Add 3 to both sides of $2g - 3=35$: $2g=35 + 3=38$. Then divide both sides by 2, $g=\frac{38}{2}=19$.

Step15: Solve equation 3 (Across)

Subtract 1 from both sides of $1+3z = 40$: $3z=40 - 1=39$. Then divide both sides by 3, $z=\frac{39}{3}=13$.

Step16: Solve equation 4 (Across)

Subtract 2 from both sides of $7h + 2=65$: $7h=65 - 2=63$. Then divide both sides by 7, $h=\frac{63}{7}=9$.

Step17: Solve equation 5 (Across)

Add 7 to both sides of $2v - 7=29$: $2v=29 + 7=36$. Then divide both sides by 2, $v=\frac{36}{2}=18$.

Step18: Solve equation 6 (Across)

Add 6 to both sides of $2r - 6=22$: $2r=22 + 6=28$. Then divide both sides by 2, $r=\frac{28}{2}=14$.

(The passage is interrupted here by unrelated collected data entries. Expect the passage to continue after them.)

PR #15105, opened 2023-01-14
tests: Reduce number of runs in nightly action

serathius:
Single run takes up to 30s. Let's reduce number of runs to reduce chance of timeout.

cc @ahrtr @tjungblu @ptabor


ahrtr (approved):
LGTM

PR #15129, opened 2023-01-16
Bump some dependencies

ahrtr:
dependabot automaticaly bumped the dependencies, but unfortunately it doesn't execute "./scripts/fix.sh", and it also created a PR for each module.


ptabor (approved):
[When test passes]

ahrtr:
> [When test passes]

Sure. Will  try to bump gRPC in a separate PR.

PR #13060, opened 2021-05-31
etcdserver:  Fix invalid count returned on Range with Limit

serathius:
Fixes https://github.com/etcd-io/etcd/issues/13056

PR https://github.com/etcd-io/etcd/pull/11990 introduced a breaking change where Count would no longer count all keys under range, but only up to the Limit. This change is a breaking change in behavior and is blocking Kubernetes from using 3.5 release as this breaks `RemainingItemCount` in K8s API.

PR #11990, opened 2020-06-08
 mvcc: push down RangeOptions.limit argv into index tree to reduce memory overhead

tangcong:
if there are too many keys(key,rangeEnd), even if we set RangeOptions.limit to 1,range request is very expensive and it will result in oom. this pr will push down RangeOptions.limit argv into index tree to reduce memory overhead. @gyuho 
image

PR #15137, opened 2023-01-18
[3.4] mvcc: push down RangeOptions.limit argv into index tree to reduce memory overhead

fuweid:
Backports:
* #11990 
* #13060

Step19: Solve equation 7 (Across)

Subtract 7 from both sides of $3g + 7=31$: $3g=31 - 7=24$. Then divide both sides by 3, $g=\frac{24}{3}=8$.

Step20: Solve equation 8 (Across)

Add 7 to both sides of $3f - 7=38$: $3f=38 + 7=45$. Then divide both sides by 3, $f=\frac{45}{3}=15$.

Answer:

Fill the crossword with the solutions of the above - solved two - step equations. For example, for $1$ (Down), fill the corresponding vertical cells with the digits of the value of $m$ (6), for $5$ (Across), fill the corresponding horizontal cells with the digits of the value of $y$ (16) and so on.